From G-strings at the Shanghai Auto Show to Pyongyang Pilates, this is my round up of global quirky events.
First, a new drink is to be launched called Fake News Ale. It’s produced by a craft brewing company in Canada, has a cartoon of Donald Trump on the can and is marketed under the hashtag #MakeBeerGreatAgain. But what if you’re neither male nor into ale? How about a Fake News Cosmopolitan, made with vodka Jared Kushner sourced during a Russia meeting? It’s perfect. A Cosmopolitan is everything Trump ain’t.
In North Korea, there were parades for Day of the Sun. Women wore traditional Korean outfits made of an obviously synthetic fibre, but they kept moving thereby avoiding the prospect of a nightie bomb. That many nylon outfits rubbing against each other would create a hell of a shock.
Next, there were North Korean female soldiers, goose-stepping with such calf flexibility interest grew in the possibility of a secret exercise phenomenon called Pyongyang Pilates. North Korean Military Fitness coming to a mat near you?
It also gave us the chance to be reminded North Korea has state-sanctioned hairstyles. Short for married ladies. Longer for single dames. After its missile tests, North Korea once again wields power using bangs.
At the Shanghai Auto Show, Scottish singer/songwriter Amy Macdonald performed with her guitar. Women at car beauty pageants (that’s what they are) are usually there for their C or D cups, not their C or D chords.

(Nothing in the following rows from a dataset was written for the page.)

PR #255, opened 2025-05-12
CMDCT-4629 post cdk conversion cleanup and removal of all serverless references

peoplespete:
### Description
Now that HCBS is on CDK we can rip out all the old references to serverless and throw a couple other enhancements we've found out as we've done #3 and #4 cdk conversions.

### Related ticket(s)
CMDCT-4629

---
### How to test
App should still work:
https://d13gl52oxjf92t.cloudfront.net/

### Important updates
NA

---
### Author checklist

---


BearHanded (dismissed):

deployment/stacks/api.ts
```diff
@@ -116,9 +107,6 @@ export function createApiComponents(props: CreateApiComponentsProps) {
       tables.map((table) => [`${table.id}Table`, table.name])
     ),
     BOOTSTRAP_BROKER_STRING_TLS: brokerString,
-    COGNITO_USER_POOL_ID: userPoolId || process.env.COGNITO_USER_POOL_ID,
```
JonHolman, line 119: I thought we added this to get the parameters out of SSM, we don't need this anymore?

peoplespete: Because the api already does the authentication so checking that the api token matches the cognito params is redoing on every single request what cognito just did before it let the request into the lambda. QMR was already set up like this.

deployment/stacks/parent.ts
```diff
@@ -61,49 +45,27 @@ export class ParentStack extends Stack {
...
 
-    if (isLocalStack) {
-      createApiComponents({
-        ...commonProps,
-        tables,
-        vpc,
-        kafkaAuthorizedSubnets,
-      });
-      /*
-       * For local dev, the LocalStack container will host the database and API.
```
JonHolman, line 72: Ben wanted to add this note for SEDS.  I think we should keep it.  Thoughts?

JonHolman (dismissed):

deployment/stacks/parent.ts
peoplespete: Fixed.

PR #262, opened 2025-05-14
Better labeling for editing and entering reports

ajaitasaini:
### Description

Modifying aria-labels for the "Edit Report Name" and "Edit" buttons in the report dashboard to be more specific
image

### Related ticket(s)

CMDCT-4466

---
### How to test

**Deploy Link:** https://d219no0jteicvi.cloudfront.net/

1. Create a report, and inspect the aria-label "Edit Report Name" and "Edit" buttons. 
2. Confirm that they are now report name specific (e.g. if the report is named abc the aria labels should be "Edit abc report name" and "Edit abc report"

### Important updates

---
### Author checklist

---

### DIFF
--- a/services/ui-src/src/components/pages/Dashboard/DashboardTable.tsx
+++ b/services/ui-src/src/components/pages/Dashboard/DashboardTable.tsx
@@ -66,7 +66,11 @@ export const HorizontalTable = (props: TableProps) => {
           {props.showEditNameColumn && (
             <Td fontWeight={"bold"}>
               <button onClick={() => props.openAddEditReportModal(report)}>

Go Shanghai! This new take on a woman showing off her G-string comes two years after ‘booth babes’ were banned, due to the Chinese government telling the car show to keep things classy. It’s feminism in in the fast lane.
Staying at the auto show, there was surely a ‘bums on seats’ blow when a pure-electric sports utility vehicle was unveiled by Chinese carmaker Nio. This SUV is called the ES8. But it only has seven seats. We all know how much the number eight is revered in China, to the extent the ‘e’ in e-cars is as much for the eight as electric. Did the ES8 designers try really hard – and fail – to squeeze in extra bits of seat? Like me getting into certain pairs of jeans.
Lastly, which four-letter ‘f’ word might Hong Kong’s MTR soon allow? Food? Or something more sweary?
The answer, perhaps surprisingly, is the MTR is going to relax its position on swear words. It’s proposing to update its bylaws, and the fine for cursing is set to go down from HK$5000 dollars to HK$2000.
Eating and drinking, though, will remain forbidden. Which means no cure for ‘snack rage’. I’m not the only one. Can’t be. Don’t you get mad when people are eating food, perhaps particularly smelly cooked food, on the MTR?
Have you said anything? What happened? Were you left with egg on your face?
To close this transport bit, a taste of the luggage lunacy which apparently occurs frequently. Some of the things people try to take on the MTR are: washing machines, refrigerators, mattresses. Of course such behavior is ridiculous. And selfish. But if I were on a carriage where the air con had broken down, and there was fridge next to me, or standing on one of the new trains with those cold metal seats, and someone with a mattress were alongside, well, I’d like to say that I would eat my words – the ones used in the early description of such behavior being ridiculous and selfish – but that would be against the rules. I’d just swear in delight and try to make friends.